Task -
Within the entries below, find every line that has the string "affecting", then copy it.

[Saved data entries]
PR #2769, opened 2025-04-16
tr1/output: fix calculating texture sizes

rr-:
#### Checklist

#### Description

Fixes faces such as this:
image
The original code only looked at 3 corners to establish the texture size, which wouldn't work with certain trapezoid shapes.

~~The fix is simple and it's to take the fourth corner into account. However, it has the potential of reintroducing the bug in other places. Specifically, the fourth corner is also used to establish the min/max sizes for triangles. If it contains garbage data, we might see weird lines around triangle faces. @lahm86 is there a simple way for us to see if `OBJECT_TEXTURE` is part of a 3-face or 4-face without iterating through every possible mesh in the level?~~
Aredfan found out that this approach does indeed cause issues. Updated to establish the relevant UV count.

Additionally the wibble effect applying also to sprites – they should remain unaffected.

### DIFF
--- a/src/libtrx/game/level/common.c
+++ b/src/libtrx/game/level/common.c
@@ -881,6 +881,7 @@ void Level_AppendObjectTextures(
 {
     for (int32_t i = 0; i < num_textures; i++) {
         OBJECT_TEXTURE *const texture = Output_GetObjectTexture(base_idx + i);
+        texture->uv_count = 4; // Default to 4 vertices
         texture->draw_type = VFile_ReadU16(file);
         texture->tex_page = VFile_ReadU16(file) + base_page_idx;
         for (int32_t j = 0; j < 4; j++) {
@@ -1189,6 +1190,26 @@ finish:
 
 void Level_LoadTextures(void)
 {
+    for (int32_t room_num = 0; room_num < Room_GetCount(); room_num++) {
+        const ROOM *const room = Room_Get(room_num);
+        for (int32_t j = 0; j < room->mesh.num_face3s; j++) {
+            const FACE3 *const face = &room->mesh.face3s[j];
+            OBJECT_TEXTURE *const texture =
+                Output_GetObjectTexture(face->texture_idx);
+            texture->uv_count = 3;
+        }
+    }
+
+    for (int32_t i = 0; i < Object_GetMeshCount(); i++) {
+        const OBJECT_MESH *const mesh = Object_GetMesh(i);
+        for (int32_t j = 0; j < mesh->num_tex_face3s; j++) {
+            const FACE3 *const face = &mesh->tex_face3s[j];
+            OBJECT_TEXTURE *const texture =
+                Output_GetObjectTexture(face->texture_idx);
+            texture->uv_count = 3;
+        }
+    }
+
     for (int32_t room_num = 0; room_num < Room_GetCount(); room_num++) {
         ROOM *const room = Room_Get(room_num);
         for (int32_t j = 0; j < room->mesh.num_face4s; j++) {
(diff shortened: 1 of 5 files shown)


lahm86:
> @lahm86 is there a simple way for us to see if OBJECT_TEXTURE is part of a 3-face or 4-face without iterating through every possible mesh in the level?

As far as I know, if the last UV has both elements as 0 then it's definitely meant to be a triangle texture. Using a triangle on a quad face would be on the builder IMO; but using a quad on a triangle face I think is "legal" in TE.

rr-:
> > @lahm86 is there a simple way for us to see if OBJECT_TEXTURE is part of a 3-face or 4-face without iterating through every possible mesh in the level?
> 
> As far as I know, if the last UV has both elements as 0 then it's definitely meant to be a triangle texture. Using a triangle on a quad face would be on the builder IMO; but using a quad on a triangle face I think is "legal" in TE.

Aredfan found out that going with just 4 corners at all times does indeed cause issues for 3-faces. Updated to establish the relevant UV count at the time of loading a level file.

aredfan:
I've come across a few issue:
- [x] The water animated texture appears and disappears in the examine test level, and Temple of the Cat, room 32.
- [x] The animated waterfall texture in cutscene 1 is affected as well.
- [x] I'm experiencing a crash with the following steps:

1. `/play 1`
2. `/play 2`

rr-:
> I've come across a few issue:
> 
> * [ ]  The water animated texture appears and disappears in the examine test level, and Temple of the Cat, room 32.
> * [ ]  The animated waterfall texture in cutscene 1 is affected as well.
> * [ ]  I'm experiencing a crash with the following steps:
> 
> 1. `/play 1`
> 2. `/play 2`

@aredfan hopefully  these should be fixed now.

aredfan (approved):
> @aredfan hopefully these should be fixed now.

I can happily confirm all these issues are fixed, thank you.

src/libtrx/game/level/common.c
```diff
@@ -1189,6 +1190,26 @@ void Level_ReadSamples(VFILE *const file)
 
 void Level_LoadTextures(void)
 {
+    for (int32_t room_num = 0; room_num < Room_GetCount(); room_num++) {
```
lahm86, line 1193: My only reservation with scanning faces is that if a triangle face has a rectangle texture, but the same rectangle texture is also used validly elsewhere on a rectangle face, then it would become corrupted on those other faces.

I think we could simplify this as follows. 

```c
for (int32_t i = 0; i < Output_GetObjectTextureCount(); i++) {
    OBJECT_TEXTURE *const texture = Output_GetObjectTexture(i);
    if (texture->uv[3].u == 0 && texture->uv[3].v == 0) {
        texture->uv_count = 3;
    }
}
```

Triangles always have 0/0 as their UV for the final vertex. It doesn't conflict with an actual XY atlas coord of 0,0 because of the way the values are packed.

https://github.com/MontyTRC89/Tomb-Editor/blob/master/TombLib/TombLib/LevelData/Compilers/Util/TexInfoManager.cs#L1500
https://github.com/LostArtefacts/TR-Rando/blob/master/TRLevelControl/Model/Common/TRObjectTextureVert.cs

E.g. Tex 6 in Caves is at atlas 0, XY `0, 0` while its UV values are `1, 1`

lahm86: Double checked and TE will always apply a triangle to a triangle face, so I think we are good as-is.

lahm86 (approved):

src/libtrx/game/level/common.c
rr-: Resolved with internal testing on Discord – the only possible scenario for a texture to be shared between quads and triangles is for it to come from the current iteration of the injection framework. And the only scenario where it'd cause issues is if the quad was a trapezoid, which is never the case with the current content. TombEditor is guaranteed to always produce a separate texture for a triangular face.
---
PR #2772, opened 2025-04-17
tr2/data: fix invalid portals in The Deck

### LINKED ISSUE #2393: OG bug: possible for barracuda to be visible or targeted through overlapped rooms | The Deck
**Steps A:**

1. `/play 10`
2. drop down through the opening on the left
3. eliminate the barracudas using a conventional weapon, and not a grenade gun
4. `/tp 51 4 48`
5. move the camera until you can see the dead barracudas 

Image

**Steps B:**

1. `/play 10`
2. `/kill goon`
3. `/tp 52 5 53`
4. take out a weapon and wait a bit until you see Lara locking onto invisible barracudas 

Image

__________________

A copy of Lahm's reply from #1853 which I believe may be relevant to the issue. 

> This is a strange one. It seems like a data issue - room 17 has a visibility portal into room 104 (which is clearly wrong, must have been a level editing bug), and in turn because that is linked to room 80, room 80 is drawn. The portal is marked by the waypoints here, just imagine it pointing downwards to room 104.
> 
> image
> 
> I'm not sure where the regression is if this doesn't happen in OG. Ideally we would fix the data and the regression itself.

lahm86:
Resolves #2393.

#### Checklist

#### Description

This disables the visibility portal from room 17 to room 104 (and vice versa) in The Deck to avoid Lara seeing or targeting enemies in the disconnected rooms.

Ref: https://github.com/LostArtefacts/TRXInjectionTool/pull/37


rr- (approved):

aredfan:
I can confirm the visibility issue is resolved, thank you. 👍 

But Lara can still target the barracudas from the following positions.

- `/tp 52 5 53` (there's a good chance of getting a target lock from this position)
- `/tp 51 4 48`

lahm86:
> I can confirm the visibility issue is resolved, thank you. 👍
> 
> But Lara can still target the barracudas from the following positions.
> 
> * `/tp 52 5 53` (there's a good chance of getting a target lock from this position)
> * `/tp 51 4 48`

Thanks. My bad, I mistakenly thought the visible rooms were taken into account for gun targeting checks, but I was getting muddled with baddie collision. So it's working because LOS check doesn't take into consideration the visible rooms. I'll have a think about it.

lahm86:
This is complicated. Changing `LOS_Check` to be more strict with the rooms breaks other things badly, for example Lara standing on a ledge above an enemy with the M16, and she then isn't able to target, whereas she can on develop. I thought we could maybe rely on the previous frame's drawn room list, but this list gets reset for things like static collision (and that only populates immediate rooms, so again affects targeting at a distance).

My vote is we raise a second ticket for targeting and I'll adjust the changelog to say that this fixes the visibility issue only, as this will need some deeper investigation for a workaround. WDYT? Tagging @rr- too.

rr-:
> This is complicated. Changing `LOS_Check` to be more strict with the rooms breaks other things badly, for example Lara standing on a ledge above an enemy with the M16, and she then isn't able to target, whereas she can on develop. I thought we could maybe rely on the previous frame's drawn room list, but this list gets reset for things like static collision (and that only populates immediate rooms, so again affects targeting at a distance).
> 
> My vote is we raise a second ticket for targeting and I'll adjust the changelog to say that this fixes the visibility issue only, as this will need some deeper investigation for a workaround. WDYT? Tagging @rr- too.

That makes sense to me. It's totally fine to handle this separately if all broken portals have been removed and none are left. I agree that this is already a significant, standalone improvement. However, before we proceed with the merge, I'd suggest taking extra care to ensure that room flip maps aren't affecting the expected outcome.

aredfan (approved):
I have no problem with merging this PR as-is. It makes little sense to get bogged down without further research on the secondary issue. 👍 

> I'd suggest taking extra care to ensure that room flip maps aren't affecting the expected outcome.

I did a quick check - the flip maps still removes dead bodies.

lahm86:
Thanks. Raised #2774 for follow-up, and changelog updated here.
--
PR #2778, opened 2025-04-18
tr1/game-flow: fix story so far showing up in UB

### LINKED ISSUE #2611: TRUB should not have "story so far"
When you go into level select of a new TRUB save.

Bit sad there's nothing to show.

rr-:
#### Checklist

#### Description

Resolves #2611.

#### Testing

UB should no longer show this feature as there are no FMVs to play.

Task result -
That makes sense to me. It's totally fine to handle this separately if all broken portals have been removed and none are left. I agree that this is already a significant, standalone improvement. However, before we proceed with the merge, I'd suggest taking extra care to ensure that room flip maps aren't affecting the expected outcome.
> I'd suggest taking extra care to ensure that room flip maps aren't affecting the expected outcome.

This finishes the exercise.